Forecasting the future is a tricky business, but an ambitious new project from developer Jordan Miller, sponsored by the Data Fund, will leverage the Streamr Network to provide a better than chance real-time data prediction engine. Satori nodes need to communicate with each other and obtain real world data, so the Streamr Network was a perfect match.
What is Satori’s Goal?
Satori is a decentralized network aimed at predicting the future. Satori nodes publish freely available data streams containing predictions of the next data point. In addition to this public good, where knowledge of the future is openly available, Satori aims at providing a facilitating market environment where predictions can be managed and traded in various ways such as through bounties, and competitions.
How does Satori work?
The technical architecture is quite simple. It involves three essential components:
1. A network of Satori nodes
2. A pub/sub data transport network (Streamr)
3. A blockchain
The Satori node is a downloadable piece of software that can be run on a machine of nearly any capacity. The Satori node’s main responsibility is to consume data streams from Streamr and predict those data stream's immediate next data point. These predictions are published to new free data streams, so the future is available to all.

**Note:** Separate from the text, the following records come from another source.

PR #283, opened 2024-12-13
Switch split task to token based splitting

ChrisJar:
## Checklist


src/nv_ingest/modules/transforms/nemo_doc_splitter.py
drobison00, line 1: Since we're basically changing the whole thing, lets rename it from nemo_doc_splitter to something more generic.

src/nv_ingest/modules/transforms/nemo_doc_splitter.py
```diff
@@ -167,16 +124,11 @@ def split_and_forward(message: ControlMessage):
...
             # Override parameters if set
-            split_by = task_props.get("split_by", validated_config.split_by)
-            split_length = task_props.get("split_length", validated_config.split_length)
-            split_overlap = task_props.get("split_overlap", validated_config.split_overlap)
-            max_character_length = task_props.get("max_character_length", validated_config.max_character_length)
-            sentence_window_size = task_props.get("sentence_window_size", validated_config.sentence_window_size)
+            tokenizer  = task_props.get("tokenizer", validated_config.tokenizer)
+            chunk_size = task_props.get("chunk_size", validated_config.chunk_size)
 
             logger.info(
```
drobison00: I know its not part of your PR changes, but could you swap this to a debug print.

src/nv_ingest/modules/transforms/nemo_doc_splitter.py
```diff
@@ -188,14 +140,11 @@ def split_and_forward(message: ControlMessage):
...
-                units = _split_into_units(content, split_by)
-                text_splits = _concatenate_units(
-                    units,
-                    split_length,
-                    split_overlap,
-                    max_character_length=max_character_length,
-                )
-                split_docs.extend(_build_split_documents(row, text_splits, sentence_window_size=sentence_window_size))
+                os.environ['TOKENIZERS_PARALLELISM'] = "False"
+                tokenizer_model = AutoTokenizer.from_pretrained(tokenizer)
```
drobison00: This has the potential to download new weights at runtime. We should try and pre-cache our supported Tokenizers at container build time, and/or allow the stage configuration to take an 'allow_downloads' parameter.

src/nv_ingest/modules/transforms/nemo_doc_splitter.py
```diff
@@ -188,14 +140,11 @@ def split_and_forward(message: ControlMessage):
...
 
-                units = _split_into_units(content, split_by)
-                text_splits = _concatenate_units(
-                    units,
-                    split_length,
-                    split_overlap,
-                    max_character_length=max_character_length,
-                )
-                split_docs.extend(_build_split_documents(row, text_splits, sentence_window_size=sentence_window_size))
+                os.environ['TOKENIZERS_PARALLELISM'] = "False"
```
drobison00: This should probably only be done once, and it has potential ramifications across the pipeline, because at some point tokenizers may be used somewhere else. Lets either set this at stage construction, or maybe even at pipeline level construction.

src/nv_ingest/modules/transforms/nemo_doc_splitter.py
drobison00: As a follow-on here, we're also going to want to create an approved list of models, probably the same as the pre-cached set, and add an additional flag if an end user wants to use one that isn't approved.

src/nv_ingest/modules/transforms/nemo_doc_splitter.py
ChrisJar: I think this is actually safe to take out completely, forgot to remove it earlier

src/nv_ingest/modules/transforms/nemo_doc_splitter.py
ChrisJar: So basically predownloading the vocab files from a list of approved models at build time so that they can be used later without accessing the internet?

tests/nv_ingest/schemas/test_text_splitter_schema.py
```diff
@@ -0,0 +1,28 @@
+# SPDX-FileCopyrightText: Copyright (c) 2024, NVIDIA CORPORATION & AFFILIATES.
```
drobison00, line 1: Please add at least one more test that actually sets all the parameters for the schema to ensure its working as expected, and tests that confirm that the parameter limits are being handled correctly (can't set tokens to negative numbers, etc...)

src/nv_ingest/modules/transforms/text_splitter.py
```diff
@@ -0,0 +1,171 @@
...
+            with message.payload().mutable_dataframe() as mdf:
+                df = mdf.to_pandas()
+
+            # Filter to text only
+            bool_index = df["document_type"] == ContentTypeEnum.TEXT
+            df_filtered = df.loc[bool_index]
+
+            if df_filtered.empty:
+                gdf = cudf.from_pandas(df)
+                message_meta = MessageMeta(df=gdf)
```
drobison00: It doesn't look like we've mutated the original message at all at this point. We can probably just return the `message` without rebuilding the payload.

src/nv_ingest/modules/transforms/text_splitter.py
```diff
@@ -0,0 +1,171 @@
...
+                f"chunk_overlap: {chunk_overlap}"
+            )
+
+            tokenizer_model = AutoTokenizer.from_pretrained(tokenizer)
+
+            split_docs = []
+            for _, row in df_filtered.iterrows():
+                content = row["metadata"]["content"]
+
+                if content is None:
```
drobison00: Does this necessarily need to be an error? Or could we just set it to an empty string and continue processing?

src/nv_ingest/schemas/text_splitter_schema.py
```diff
@@ -0,0 +1,15 @@
...
+# All rights reserved.
+# SPDX-License-Identifier: Apache-2.0
+
+
+from pydantic import Field, BaseModel
+
+from typing_extensions import Annotated
+
+
+class TextSplitterSchema(BaseModel):
```
drobison00, line 12: Probably want some additional validation so that chunk_overlap has to be < chunk_size.

src/nv_ingest/modules/transforms/text_splitter.py
```diff
@@ -0,0 +1,171 @@
...
+def _split_into_chunks(text, tokenizer, chunk_size=300, chunk_overlap=0):
+    # Tokenize the text into token IDs
+    encoding = tokenizer.encode_plus(text, add_special_tokens=False, return_offsets_mapping=True)
+
+    # Get the token IDs and offsets for splitting
+    tokens = encoding["input_ids"]
+    offsets = encoding["offset_mapping"]
+
+    # Split the tokens into chunks of the desired size
+    chunks = [tokens[i : i + chunk_size] for i in range(0, len(tokens), chunk_size - chunk_overlap)]
```
drobison00: Related to my comment in the schema, we will want to be sure that chunk_overlap is strictly less than chunk_size. Otherwise we could conceivably get a negative size here.

ChrisJar:
@drobison00 Thanks for the reviews! I have a couple questions: How do you think we should go about preloading the vocab files in the case that the user doesn't want to allow downloads and in the case they do, how should we go about passing along the huggingface token to access gated models? My thought was to pull it from an environment variable on the client side like we do with unstructured and adobe and pass it along as another parameter in the schema

src/nv_ingest/modules/transforms/nemo_doc_splitter.py
drobison00: We can ignore this for now.

ChrisJar:
Also I can't seem to reproduce the test failure locally

edknv:
> Also I can't seem to reproduce the test failure locally

We have a flaky test. I meant to look into fixing it, but for now you can go into Actions and rerun the test.

src/nv_ingest/modules/transforms/text_splitter.py
```diff
@@ -0,0 +1,175 @@
...
+                split_source_types
+            )
+            df_filtered = df_filtered.loc[bool_index]
+
+            if df_filtered.empty:
+                return message
+
+            tokenizer_model = AutoTokenizer.from_pretrained(tokenizer, token=hf_access_token)
+
+            split_docs = []
```
drobison00, line 134: Matching documents should be collected and processed all at once as opposed to iterating rows; and we should actually make this a multiprocessing stage so we're able to use the worker pool for CPU bound tasks. But we can hold of if this needs to go in sooner.

drobison00 (approved):

README.md
```diff
@@ -396,6 +396,10 @@ https://pypi.org/project/pdfservices-sdk/
     required if you want to use the Adobe extraction service for PDF decomposition. Please review the
     [license agreement](https://github.com/adobe/pdfservices-python-sdk?tab=License-1-ov-file) for the
     pdfservices-sdk before enabling this option.
+- **`Split`**:
```
randerzander:
```suggestion
- **`Built With Llama:`**:
```

randerzander (changes requested):

src/nv_ingest/schemas/text_splitter_schema.py
```diff
@@ -0,0 +1,20 @@
...
+
+from pydantic import Field, BaseModel, field_validator
+
+from typing_extensions import Annotated
+
+
+class TextSplitterSchema(BaseModel):
+    tokenizer: str = "meta-llama/Llama-3.2-1B"
+    chunk_size: Annotated[int, Field(gt=0)] = 1024
+    chunk_overlap: Annotated[int, Field(ge=0)] = 20
```
shan-nvidia: A good range of chunking overlap is 10%-20% of chunk size. We used 15% overlapping in our experiments, which translates to ~150 tokens chunk_overlap.

Dockerfile
```diff
@@ -124,6 +129,12 @@ RUN --mount=type=cache,target=/opt/conda/pkgs\
     && pip install ./api/dist/*.whl \
     && pip install ./client/dist/*.whl
 
+
+RUN --mount=type=cache,target=/opt/conda/pkgs \
+    --mount=type=cache,target=/root/.cache/pip \
```
drobison00:
```suggestion
RUN  --mount=type=cache,target=/root/.cache/pip \
```

drobison00 (approved):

The Satori node has an automated machine learning engine which constantly generates new models in an attempt to find a model that best predicts the stream. Each Satori node, therefore, subscribes to one or more data streams of real world data and publishes corresponding prediction data streams.
How does Satori use the Streamr tech stack?

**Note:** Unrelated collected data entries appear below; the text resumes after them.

PR #291, opened 2024-12-17
Upgrade to Pydantic2

jdye64:
## Description
This PR updates the nv-ingest codebase to use Pydantic 2 instead of Pydantic 1. We have seen challenges where other libraries being installed require Pydantic greater than 2 while we are still using Pydantic 1. This is causing dependency issues and therefore we are making the switch to Pydantic 2

## Checklist


drobison00 (changes requested):
Looks good; one small issue I found.

`conda/packages/**/meta.yaml` need their pydantic version updated as well.

jdye64:
> Looks good; one small issue I found.
> 
> `conda/packages/**/meta.yaml` need their pydantic version updated as well.

Good catch I just updated it. I'm trying to perform lots of different runs now. I have a feeling that there is certainly a few more things that need tweaked as well.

Satori has communication needs that a blockchain alone simply cannot provide. Satori is a high-throughput system. The main benefit of a distributed AI is that not all the data needs to be aggregated in one place, but the network as a whole has huge amounts of data flowing through it.

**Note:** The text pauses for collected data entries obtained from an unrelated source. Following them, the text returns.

PR #299, opened 2024-12-18
Remove unused yolox functions and fix nim client shut down.

edknv:
## Description

Some small clean-up items:
- `process_inference_results` has been refactored and moved [here](https://github.com/NVIDIA/nv-ingest/blob/main/src/nv_ingest/util/nim/yolox.py#L251-L293).
- `yolox_client` etc are all instances of `NimClient` so there's no need for the isinstance check.

## Checklist


drobison00 (approved):
@edknv Is this all because its being handled in the NIM now?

In theory, the Satori nodes, themselves, could form a distributed network, directly connecting to each other, and as such they would have as much throughput as they need. In practice, however, forming a truly peer-to-peer network adds a substantial amount of complexity, and no data outside the Satori network would be readily available, significantly limiting its capacity.
Furthermore, Satori needs a distributed solution because outsourcing this requirement to a centralized pub/sub provider means real world data, or predictions themselves could be censored. Satori’s aim at providing free and open access to the future is incompatible with a centralized pub/sub system. Luckily, Satori found its solution for decentralized, distributed bandwidth in Streamr.
Satori nodes constantly explore available streams on Streamr searching for correlations. To that end, each Satori node scans and ingest the history of open and paid data from the Streamr Network. Once the history of another stream is downloaded, the Satori engine analyses it in the context of the streams it’s trying to predict. If enough correlations are detected, the Satori node subscribes to the stream so it can use the new stream to make better predictions going forward.
Each Satori node uses the Streamr light client to facilitate requesting history, setting up and receiving updates on subscriptions, and publishing predictive data streams. Using the Streamr light client allows Satori nodes to be packaged as a normal executable, ready for download and easily installed, requiring little effort.
Is Satori scalable?
Prediction data streams are technically just streams of data and can be subscribed to and used as inputs to Satori predictive models. In other words, Satori nodes can leverage the work of other nodes by consuming their predictive streams. Since Satori nodes can leverage the work of other nodes, a certain level of hierarchy can be achieved and thus a certain level of scalable intelligence.
Prediction data streams can also be consumed as primary streams to be predicted. In this way, multiple steps into the future can be predicted. This prediction-of-prediction pattern will, of course, cease once the predictions produced are of no value (are not significantly better than chance).
How complicated is the automated machine learning engine?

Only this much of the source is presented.